Google Compute Engine is extending its support for Docker containers. This release is a Preview release of a container-optimized OS image that includes Docker and a Kubernetes Kubelet—an open source agent to manage containers.

The container OS image includes:

Debian 7.
The Docker runtime. To learn more about Docker, visit www.docker.io .
An open-source metadata framework and the Kubernetes Kubelet —a lightweight agent to create and manage containers based on the metadata.

Get involved

We encourage you to be involved in the development and design of the image and the related open source projects:

Give early feedback and talk with the community (including the developer team) on the google-containers mailing list .
Ask development and best practices questions on Stack Overflow .
Browse and contribute to the Kubernetes project on GitHub .
Chat with the community on IRC .
Nominate a project for our early adopter program for companies.
For questions about Docker images or with Docker in general, we encourage you to join the very active Docker community .

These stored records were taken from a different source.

PR #1484, opened 2023-01-17
`ClientConfigBuilder` - move wrapperCache and resolver from constructor to buildCoreConfig

pileks:
This PR aims to move ClientConfigBuilder constructor arguments into the only place where they are actually used - the `buildCoreConfig` method.

Context from Discord:

@krisbitney mentioned:
I noticed the ClientConfigBuilder constructor accepts a IWrapperCache argument, but the cache is ignored when calling build(). It's only used for buildCoreConfig(). Could this be misleading?

I'm thinking someone could call build() and then not realize they need to put their wrapper cache in a PolywrapClientConfig.

```typescript
// config in constructor will be lost
const clientConfig = new ClientConfigBuilder(new CustomWrapperCache())
  .add(...)
  .build();

// my client doesn't use my custom cache!
const wrongClient = new PolywrapClient(clientConfig);

// Ohhh, it's because I forgot this step
const polywrapClientConfig = {
  ...clientConfig
   wrapperCach: new CustomWrapperCache(),
}

// this client will use the custom cache
const rightClient = new PolywrapClient(polywrapClientConfig);
```

After discussion between @pileks and @nerfZael it was decided that this is likely the best approach.

### DIFF
--- a/packages/js/client-config-builder/README.md
+++ b/packages/js/client-config-builder/README.md
@@ -13,12 +13,6 @@ Initialize a ClientConfigBuilder using the [constructor](#constructor)
 ```typescript
   // start with a blank slate (typical usage)
   const builder = new ClientConfigBuilder();
-
-  // instantiate a builder with a custom cache and/or resolver
-  const _builder = new ClientConfigBuilder(
-    new WrapperCache(),
-    RecursiveResolver.from([])
-  );
 ```
 
 ### Configure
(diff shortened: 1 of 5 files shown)


krisbitney (approved):
LGTM! Thanks for doing this!

Niraj-Kamdar (approved):

PR #1493, opened 2023-01-24
Update PackageToWrapperCacheResolver to prevent unnecessary IO

krisbitney:
Currently, many asynchronous invocations will trigger many IO requests. For example, in the Uniswap V3 front end demo dApp, the Uniswap v3 Wasm wrapper is downloaded several times whenever the page is refreshed. This occurs because multiple asynchronous calls to `invoke` are triggered before the wrapper is cached.

This update to the `PackageToWrapperCacheResolver` uses mutexes to synchronize URI resolution on a per-URI basis until the first time the URI is resolved. Once a URI is resolved for the first time, its mutex is destroyed and parallel calls are allowed for that URI.


packages/js/client-config-builder/src/ClientConfigBuilder.ts
```diff
@@ -4,11 +4,11 @@ import { BaseClientConfigBuilder } from "./BaseClientConfigBuilder";
 import { CoreClientConfig, Uri, IUriResolver } from "@polywrap/core-js";
 import {
   IWrapperCache,
-  PackageToWrapperCacheResolver,
   RecursiveResolver,
   StaticResolver,
   WrapperCache,
 } from "@polywrap/uri-resolvers-js";
+import { EcoCacheResolver } from "wraplib";
```
Niraj-Kamdar: Why don't we move the resolver to uri-resolver-js?

Niraj-Kamdar: Can we also do the same for the other utility functions and move it to its relevant package in toolchain?

Niraj-Kamdar (changes requested):

Niraj-Kamdar:
This is really awesome improvement!

packages/js/client-config-builder/src/ClientConfigBuilder.ts
krisbitney: I think `uri-resolvers-js` is for core/fundamental resolvers. I imagine in the future there will be many resolvers developed by a large Polywrap community. If it makes sense to put the `EcoCacheResolver` in `uri-resolvers-js`, I'm happy to do it.

I created the wraplib package for my own exploration and enjoyment. I had some ideas for things I wanted to try out. It was motivating when I was exhausted. 

I can move the wraplib repo to the Polywrap organization so long as I can continue to freely develop in it as I please, but I'm not going to move everything out of it and delete it.

krisbitney: I added `EcoCacheResolver` to `uri-resolvers-js` and removed `wraplib` as a dependency. Instead of having two similar resolvers, would it make sense to instead update `PackageToWrapperCacheResolver` with the new features and refactor? Or should they remain distinct resolvers?
 
I would really like your input on this @nerfZael

Niraj-Kamdar: I thought we are going to improve `PackageToWrapperCacheResolver` with `EcoCacheResolver`, Isn't that the case?

krisbitney: I didn't know that's what you were requesting.

I pushed a commit that removes `EcoCacheResolver` completely and instead modifies `PackageToWrapperCacheResolver`.

dOrgJelli (approved):
This is really well done!

packages/js/client-config-builder/src/ClientConfigBuilder.ts
nerfZael: I don't think this should be part of PackageToWrapperCacheResolver.
It's better to separate it into its own resolver, so that it can be used with any other resolver (just like PackageToWrapperCacheResolver or RecursiveResolver can)

krisbitney: It can be a distinct resolver, but it would be a drop-in alternative for the `PackageToWrapperCacheResolver`. Is that okay?

It needs to be able to check if a URI is cached. So I think it either has to be
- integrated with the `PackageToWrapperCacheResolver`
- take a `PackageToWrapperCacheResolver` as the resolver argument in its constructor/factory method,
- be a distinct resolver that has the same cache logic as the `PackageToWrapperCacheResolver`

What do you think?

nerfZael: I'm thinking something along the lines of a distinct resolver that has it's own cache and takes any IUriResolver as argument (In the default config that would be the PackageToWrapperCacheResolver).
The cache could be Uri -> UriResolutionResult (Result<UriPackageOrWrapper, Error>)

nerfZael: Actually, in the default config, PackageToWrapperCacheResolver could take this new resolver as argument. That might be better

nerfZael: Not a fan of EcoResolver name though, maybe call it RequestSynchronizationResolver? I dunno :D

krisbitney: > I'm thinking something along the lines of a distinct resolver that has it's own cache and takes any IUriResolver as argument (In the default config that would be the PackageToWrapperCacheResolver). The cache could be Uri -> UriResolutionResult (Result<UriPackageOrWrapper, Error>)

This is an interesting idea. I'll work on this.

krisbitney: I don't think it makes

> Actually, in the default config, PackageToWrapperCacheResolver could take this new resolver as argument. That might be better

The idea is that the lock is in place until the wrapper is cached, so I think it makes more sense for it to take the `PackageToWrapperCacheResolver` as an argument.

krisbitney: > I'm thinking something along the lines of a distinct resolver that has it's own cache and takes any IUriResolver as argument (In the default config that would be the PackageToWrapperCacheResolver). The cache could be Uri -> UriResolutionResult (Result<UriPackageOrWrapper, Error>)

I'm implementing this and I am a little worried that having a separate cache will effectively double the amount of data cached and eat up memory. Do you think that's an issue?

nerfZael: No, but I also messed up when talking about the type of cache.
It should not be Uri -> Result<UriPackageOrWrapper, Error>
It should be Uri -> Promise<Result<UriPackageOrWrapper, Error>>
And ofc, the items are temporary and should be deleted after promise resolution.

krisbitney: Okay, gotcha

krisbitney: I thought I understood what you were saying but now I don't think I do.

Let's say there are N invocations waiting to obtain the mutex and 1 resolving. The resolving invocation finishes resolution and returns a `Result<UriPackageOrWrapper, TError>`. The lock is destroyed. The remaining 9 need to return the `Result<UriPackageOrWrapper, TError>`. They should not be forwarded to the next resolver.

How do I know when the `Result<UriPackageOrWrapper, TError>` is safe to delete?

In other words, how do I know that the waiting "threads" have finished returning the `Result` and the wrapper has been successfully cached by the `PackageToWrapperCacheResolver`?

I don't think storing a `Promise` is helpful because we need to see if the result is an error before we can destroy the lock.

krisbitney: I could set a timeout to delete the `Result<UriPackageOrWrapper, TError>` but that isn't reliable.

Also, it really makes more sense to store the `UriPackageOrWrapper`. If a result is an error then we can't cache anything and we don't want to destroy the mutex yet.

packages/js/uri-resolvers/src/__tests__/package-to-wrapper-cache-resolver.spec.ts
```diff
@@ -0,0 +1,113 @@
...
+      ]
+    )
+    .buildCoreConfig();
+
+  return new PolywrapClient(config, { noDefaults: true });
+};
+
+describe("PackageToWrapperCacheResolver", () => {
+
+  it("repeated calls with same uri trigger only one network request", async () => {
```
nerfZael, line 70: If we're using Mutexes, I think we should have tests that use workers to confirm it all works as expected.
Otherwise we could use Mutex-less request caching

PR #1494, opened 2023-01-26
Move http interface and plugin to its own repo

krisbitney:
As part of an effort to move all the interfaces and plugins outside of the toolchain repo, I moved the http plugin and interface to their own repo here: https://github.com/polywrap/http

There is a temporary extra redirect to avoid breaking changes with wrappers that use the old package URI:
```ts
{
  from: new Uri("wrap://ens/http.polywrap.eth"),
  to: new Uri(defaultInterfaces.http),
},
```


Niraj-Kamdar (approved):
LGTM!

cbrzn (approved):

PR #1495, opened 2023-01-26
move fs interface and plugin to new repo

krisbitney:
As part of an effort to move all the interfaces and plugins outside of the toolchain repo, I moved the file-system plugin and interface to their own repo here: https://github.com/polywrap/file-system

There is a temporary import redirect added to the file-system resolver plugin. It's necessary due to circular dependencies with the CLI being used to build the package. The import redirect can be removed once the CLI in the dependencies folder incorporates the change.

There is also a temporary extra redirect added to avoid breaking changes:
```ts
{
  from: new Uri("wrap://ens/fs.polywrap.eth"),
  to: new Uri(defaultInterfaces.fileSystem),
},
```


Niraj-Kamdar (dismissed):
LGTM!

cbrzn (dismissed):

cbrzn (approved):

dOrgJelli (approved):
@krisbitney can we make a quick issue for the remaining work of removing these workarounds so we don't forget? Also should we create a new pre-release ASAP so we can do this?

krisbitney:
> @krisbitney can we make a quick issue for the remaining work of removing these workarounds so we don't forget? Also should we create a new pre-release ASAP so we can do this?

I created an issue here: https://github.com/polywrap/toolchain/issues/1504

I don't think we necessarily need a pre-release ASAP. I don't see it as urgent. But if it makes sense to do a release soon anyway, I'm for it.

PR #1496, opened 2023-01-27
update concurrent plugin interface uri

krisbitney:
This PR updates the concurrent plugin to use an ENS text record URI


cbrzn (approved):
cool! should we also update the wrappers that are in goerli to a text record in mainnet? following the same pattern as interfaces?

krisbitney:
> cool! should we also update the wrappers that are in goerli to a text record in mainnet? following the same pattern as interfaces?

Yeah, for sure. I'll do it in another PR.

dOrgJelli (approved):

PR #1284, opened 2021-03-19
I3S Converter - Fix params order in normalizeAttributesByIndicesRange function

dryabinin-actionengine:


ibgreen (approved):
Types and/or tests would have caught this. Just saying...

PR #1285, opened 2021-03-21
i3s: content worker

belom88:
It perceptibly increase I3S loading speed:

https://user-images.githubusercontent.com/18549629/111904189-9c5b9400-8a56-11eb-9548-701a344e3c02.mp4


ibgreen (approved):
Nice first step.

A big issue with worker based parsing is that any non-binary data transferred between worker and mainthread is serialized to string and back, defeating a lot of the gains from moving the processing to a worker thread in the first place.

First, you will want to check how big the options object you pass in is. You can call JSON.stringify(options).length just before calling the loader. If it is more than a few KB we should see if you really need all that data.

Also, uncompressing the binary strings in the worker as you do here will likely make that part slower, as all the strings will be TextEncoded and TextDecoded again to move them back to the main thread. Let's think about whether we can do such processing at a higher level.

PR #1294, opened 2021-03-29
I3SLoader - Add benchmark

dryabinin-actionengine:
image


ibgreen (approved):
If the loader only loads one file, then using `parse` instead of load will measure just parsing, rather than the fetch time which varies on test setup.

When optimizing we can't really affect the fetch time, so values will be more meaningful if we only bench the actual CPU compute.

PR #1295, opened 2021-03-29
I3S-Debug - Add semantic validator ui

dryabinin-actionengine:
image


ibgreen (approved):
Nice to be able to validate in the UI. Are we also adding batch validation (perhaps an option to the `tile-converter`?)

dryabinin-actionengine:
> Nice to be able to validate in the UI. Are we also adding batch validation (perhaps an option to the `tile-converter`?)

What do you mean by batch validation? Sure we can implement additional validations to tile-converter, but this changes is applicable onnly for i3s-debug app.

PR #1318, opened 2021-04-12
WIP: Move constants from i3s-17-and-debug to the tile-converter module

dryabinin-actionengine:


ibgreen (approved):
I am a bit uncertain about this change.

the tile-converter module was created as a node.js module and I think you saw the kind of issues we can get when importing it into browser code. But if you solved the issue I suppose it is OK for now.

But I suppose the question is - where does the rest of the common validation code go. If we move the constants, we should probably also move some of the validation functions?

PR #1329, opened 2021-04-16
Tile-Converter - Add "--validate-bounding-volumes" option to script

dryabinin-actionengine:


ibgreen (commented):
Nice. Don't forget to update docs, also some test - at least making sure conversion doesn't crash when activating the new option...

Q: Is it possible to run this without actually converting?

Maybe simply offer two options
```
--convert
--validate
```

And validation and conversion can be activated independently, and we can add more validation features to the `--validate` flag as we go.

ibgreen (approved):

dryabinin-actionengine:
> Nice. Don't forget to update docs, also some test - at least making sure conversion doesn't crash when activating the new option...
> 
> Q: Is it possible to run this without actually converting?
> 
> Maybe simply offer two options
> 
> ```
> --convert
> --validate
> ```
> 
> And validation and conversion can be activated independently, and we can add more validation features to the `--validate` flag as we go.

Yes I thought about different modes like:
- convert
- validate
It is not quick change unfortunately but we will do it later and also we should add more validations here. 
Good suggestions. Thanks.

PR #1337, opened 2021-04-22
I3S-attribute-loader - Fix for attributes loading

dryabinin-actionengine:
This fix allows to load all attributes and doesn't fail all loaded attributes if any of them are not fetched or parsed properly

### DIFF
--- a/modules/i3s/src/helpers/promises-handler.js
+++ b/modules/i3s/src/helpers/promises-handler.js
@@ -1,0 +1,22 @@
+export const REJECTED_STATUS = 'rejected';
+export const FULFILLED_STATUS = 'fulfilled';
+
+/**
+ * Handle list of promises based on browser compatibility
+ * @param {Promise[]} promises
+ * @returns {Promise}
+ */
+export function handlePromises(promises) {
+  return Promise.allSettled ? Promise.allSettled(promises) : Promise.all(promises.map(reflect));
+}
+
+function reflect(promise) {
+  return promise.then(
+    value => {
+      return {status: FULFILLED_STATUS, value};
+    },
+    error => {
+      return {status: REJECTED_STATUS, reason: error};
+    }
+  );
+}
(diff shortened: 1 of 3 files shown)


modules/i3s/src/helpers/promises-handler.js
```diff
@@ -0,0 +1,22 @@
+export const REJECTED_STATUS = 'rejected';
+export const FULFILLED_STATUS = 'fulfilled';
+
+/**
+ * Handle list of promises based on browser compatibility
+ * @param {Promise[]} promises
+ * @returns {Promise}
+ */
+export function handlePromises(promises) {
+  return Promise.allSettled ? Promise.allSettled(promises) : Promise.all(promises.map(reflect));
```
ibgreen, line 10: Which browser is having issues with allSettled? Maybe mention in comment?

We could also just polyfill `allSettled`?

modules/i3s/src/i3s-attribute-loader.js
```diff
@@ -55,7 +55,7 @@ export async function loadFeatureAttributes(tile, featureId, options = {}) {
     attributeLoadPromises.push(promise);
   }
   try {
-    attributes = await Promise.all(attributeLoadPromises);
+    attributes = await handlePromises(attributeLoadPromises);
```
ibgreen, line 58: Maybe add a comment explaining why we need to support failed promises?

ibgreen (approved):

modules/i3s/src/i3s-attribute-loader.js
dryabinin-actionengine: Ok. Actually some of attributes can be encoded badly or some attributes can't to be loaded. We should get as many attributes as possible to show available attributes for user.

modules/i3s/src/helpers/promises-handler.js
dryabinin-actionengine: `Promise.allSettled() `was implemented in `ECMAScript 2020, the 11th edition`. It has wide browser support but pretty much for newest versions of browsers:

image

For example `Promise.all() ` support table:
image

Yes I think we can add a polyfill for it.

PR #1357, opened 2021-04-30
I3S-Debug - Refactoring for tiles color

dryabinin-actionengine:
Changes to move coloring logic from `tile-layer.js` file to `app-debug.js `to prepare merging changes back to deck.gl.

### DIFF
--- a/examples/experimental/i3s-17-and-debug/tile-layer/tile-layer.js
+++ b/examples/experimental/i3s-17-and-debug/tile-layer/tile-layer.js
@@ -54,16 +54,7 @@ export default class TileLayer extends Tile3DLayer {
   _makeSimpleMeshLayer(tileHeader, oldLayer) {
     const content = tileHeader.content;
     const {attributes, modelMatrix, cartographicOrigin, texture, material} = content;
-    const {
-      pickable,
-      autoHighlight,
-      tileColorMode,
-      pickFeatures,
-      colorMap,
-      selectedTileId,
-      coloredTilesMap,
-      wireframe
-    } = this.props;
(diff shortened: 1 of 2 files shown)


examples/experimental/i3s-17-and-debug/tile-layer/tile-layer.js
```diff
@@ -54,16 +54,7 @@ export default class TileLayer extends Tile3DLayer {
...
-      pickable,
-      autoHighlight,
-      tileColorMode,
-      pickFeatures,
-      colorMap,
-      selectedTileId,
-      coloredTilesMap,
-      wireframe
-    } = this.props;
+    const {pickable, autoHighlight, pickFeatures, wireframe, getSimpleMeshLayerColor} = this.props;
```
ibgreen, line 57: `getSimpleMeshLayerColor` is a weird name.  I feel that the fact we are rendering a SimpleMeshLayer is an implementation detail. I would choose a name that is more semantic. `getMeshColor`, `getTileColor`, `getColor` etc.

ibgreen (approved):

examples/experimental/i3s-17-and-debug/tile-layer/tile-layer.js
dryabinin-actionengine: Yes I supposed that you asked me about that. Before naming selection I looked on naming in Tile3DLayer in deck.gl.
For example for pointCloundLayer it uses `getPointColor` accessor:
image
I followed the same naming logic for simpleMeshLayer:
image

I suppose `getMesh` color is more accurate here.

PR #1375, opened 2021-05-11
I3S-Debug - Fix for i3s-content-loader worker

dryabinin-actionengine:
1. Move `segmentationData` to tile.content because we can't mutate tile object if we use` i3s-content-loader` worker.
2. Eliminate duplicate creation of object properties.


ibgreen (approved):
I am getting a bit confused, so let's clear things up. How does the final loaded structure look?

We have
- a tileset that has a field that contains an tree of tile tileHeaders?
- each tileHeader has a `content` field that points to the output of the tile loader
- are we adding a `tileset.<tileHeader>.content.content` field here?

If so, that would seem confusing. Clarifying the structure if the loaded data in the docs, with typescript etc would seem to be a relatively high priority.

dryabinin-actionengine:
> I am getting a bit confused, so let's clear things up. How does the final loaded structure look?
> 
> We have
> 
> * a tileset that has a field that contains an tree of tile tileHeaders?
> * each tileHeader has a `content` field that points to the output of the tile loader
> * are we adding a `tileset.<tileHeader>.content.content` field here?
> 
> If so, that would seem confusing. Clarifying the structure if the loaded data in the docs, with typescript etc would seem to be a relatively high priority.

- Yes tileset has three of headers
- Yes each tileHeader has a content inside
- No I don't create one more content field I just put `segmentationData` to other content fields:
test

PR #1376, opened 2021-05-11
tiles: loadTiles option

belom88:
This is alternative for https://github.com/visgl/deck.gl/pull/5755 . If it's okay we can close the PR in deck.gl.

### DIFF
--- a/examples/experimental/i3s-17-and-debug/app-debug.js
+++ b/examples/experimental/i3s-17-and-debug/app-debug.js
@@ -176,9 +176,10 @@ export default class App extends PureComponent {
       tileInfo: null,
       selectedTileId: null,
       coloredTilesMap: {},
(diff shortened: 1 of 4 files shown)


belom88:
> This looks too hacky. You are making this property into an object rather than a boolean so that you can keep a reference and modify it externally.
> 
> I think we should have a `setProps` type system instead.
> 
> ```
> tileset3D = new Tileset3D({loadTiles: true}); // the default
> tileset3D.setProps({loadTiles: false});
> ```

Done

ibgreen (approved):
Tileset3D is a documented class. Changes to the API should be reflected in the docs.

belom88:
> Tileset3D is a documented class. Changes to the API should be reflected in the docs.

I'll update it in another PR

PR #1382, opened 2021-05-14
Add support for legacy B3DM file format

dryabinin-actionengine:
@ibgreen Please take a look at my idea to validate 28 bytes header to detect legacy or wrong `b3dm` file structure.
To be honest it not really sophisticated method to check that but I didn't find any code which was done for such kind of [test](https://github.com/visgl/loaders.gl/blob/master/modules/3d-tiles/test/lib/parsers/batched-model-3d-tile.spec.js#L44). Please let me know if where was such kind of validation earlier.

### DIFF
--- a/modules/3d-tiles/src/lib/parsers/helpers/parse-3d-tile-tables.js
+++ b/modules/3d-tiles/src/lib/parsers/helpers/parse-3d-tile-tables.js
@@ -8,20 +8,55 @@ const SIZEOF_UINT32 = 4;
 // eslint-disable-next-line max-statements
 export function parse3DTileTablesHeaderSync(tile, arrayBuffer, byteOffset) {
   const view = new DataView(arrayBuffer);
+  let batchLength;
 
   tile.header = tile.header || {};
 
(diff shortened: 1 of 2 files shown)


ibgreen:
Also check this code in CesiumJS - If we can add this we might be able to support older versions:

https://github.com/CesiumGS/cesium/blob/master/Source/Scene/Batched3DModel3DTileContent.js#L276

dryabinin-actionengine:
> Also check this code in CesiumJS - If we can add this we might be able to support older versions:
> 
> https://github.com/CesiumGS/cesium/blob/master/Source/Scene/Batched3DModel3DTileContent.js#L276

Yes it works. I got a first case of legacy `b3dm` file format. After conversion I see New York. Geometry looks good but some buildings and wierd figures are flying in the air. I think it is made on purpose. Also attributes are broken.
image

Next items:
1. Add tests for two cases of legacy b3dm file format. 
2. Fix attributes if `b3dm` has legacy format.

ibgreen (approved):

PR #21, opened 2018-01-16
add Landsat8 bands ratio

sshuair:
add landsat8 bands ratio in landsat8.py use `eval`.
and the ratio expression should be like this:

` '(B[5]-B[4])/(B[5]+B[4])'`,  B[5] means band 5,  B[4] means band 4

usage: 
```python
tile_z = 8
tile_x = 71
tile_y = 102
expression = '(B[5]-B[4])/(B[5]+B[4])'
result = landsat8.tile_ratio(LANDSAT_SCENE_C1, tile_x, tile_y, tile_z, expression)
```

### DIFF
--- a/rio_tiler/landsat8.py
+++ b/rio_tiler/landsat8.py
@@ -2,6 +2,7 @@
 
 from functools import partial
 from concurrent import futures
+import re
 
 import numpy as np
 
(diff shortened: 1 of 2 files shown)


vincentsarago:
👋 @sshuair thanks for the PR. 
Code looks like 💯 (better than in https://github.com/mapbox/landsat-tiler/blob/master/app/landsat.py#L101 because it doesn't use `globals` 😱). 
That's said, I'd love to see if we could find out a way to create an utility function to work with `expression` for any file type (`L8`, `S2`, `CBERS`, html...). 

something like 
```python

from rio_tiler import main, landsat8, sentinel2, cbers
def expr(sceneid, expression, z, x, y, **kwarg):

# parse expression 

# get bands
if sceneid.startwith('L8'):
    tile = landsat8.tile(sceneid, x, y, z, bands)
elif sceneid.startwith('S2'):
    tile = sentinel2.tile(sceneid, x, y, z, bands)
elif sceneid.startwith('CB'):
    tile = cbers.tile(sceneid, x, y, z, bands)
else:
    # bands == band indexes 
    tile = main.tile(sceneid, x, y, z, rgb=bands)

# eval expression

return out
```

Also instead of thinking just for bands ratio I'd love if we could do `simple` expression like `[b4*0.2, b5*1.1, b2*0.9]` to create adjusted RGB image 

cc @sgillies

rio_tiler/landsat8.py
```diff
@@ -177,3 +178,89 @@ def tile(sceneid, tile_x, tile_y, tile_z, rgb=(4, 3, 2), tilesize=256, pan=False
...
+            'Tile {}/{}/{} is outside image bounds'.format(
+                tile_z, tile_x, tile_y))
+
+    mercator_tile = mercantile.Tile(x=tile_x, y=tile_y, z=tile_z)
+    tile_bounds = mercantile.xy_bounds(mercator_tile)
+
+    addresses = ['{}_B{}.TIF'.format(landsat_address, band) for band in bands]
+
+    _tiler = partial(utils.tile_band_worker, bounds=tile_bounds, tilesize=tilesize)
+    with futures.ThreadPoolExecutor(max_workers=3) as executor:
```
sgillies: Are you certain that multithreading improves performance here? Do you have benchmarks for it?

My understanding is that multithreading cannot improve the concurrency of CPU intensive work in Python. You really need to fork and use multiple processes. Threads in Python are useful for I/O operations that otherwise block for small amounts of time. See Chapter 5 in Brett Slatkin's Effective Python book.

sshuair:
@vincentsarago @sgillies thanks for your comment and suggestion. I'll try `snuggs` or `numexpr` in later coding.

And it seems that @vincentsarago has finished the bands ratio using a better way according to #22 👏 👍

vincentsarago:
closing in favor of #22

PR #22, opened 2018-01-17
[WIP] add expression utily function

vincentsarago:
ref #21 

cc @sshuair


sshuair:
Looks very good. is there anything else I can help with?

PR #27, opened 2018-02-15
rm read() from setup.py

samsammurphy:
It doesn't look the `read()` method is being used, unless maybe it is being imported by another module somewhere?


vincentsarago:
good catch ;-)

PR #28, opened 2018-02-15
updated comments in band_min_max_worker()

samsammurphy:
This method seems abstract enough to handle any image band URL.


vincentsarago:
thanks @samsammurphy :-)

Starting a bare container-vm instance

A container VM image is specified like any other Google Compute Engine image, as an argument to the --image flag of the gcloud compute instances create command. Unlike other images, you must also specify the --image-project to use the google-containers images:

$ gcloud compute instances create instance-name \
  --image container-vm-v20140731 \
  --image-project google-containers \
  --zone us-central1-a \
  --machine-type f1-micro

You can list all available versions with:

$ gcloud compute images list --project google-containers

Once the instance is running, you can SSH into the instance and use the Docker command line tool to create and manage your containers.

Creating containers at time of instance creation

The container VM image includes the Kubernetes Kubelet - an agent that can parse a YAML-formatted list of containers and create those containers at the instance's boot time. The Kubelet also monitors the listed containers, restarting them should they fail at any time.

This manifest is passed to the --metadata_from_file flag of gcloud compute instances create as a key/value pair whose key is always google-container-manifest . The value of the pair is the relative path to a manifest.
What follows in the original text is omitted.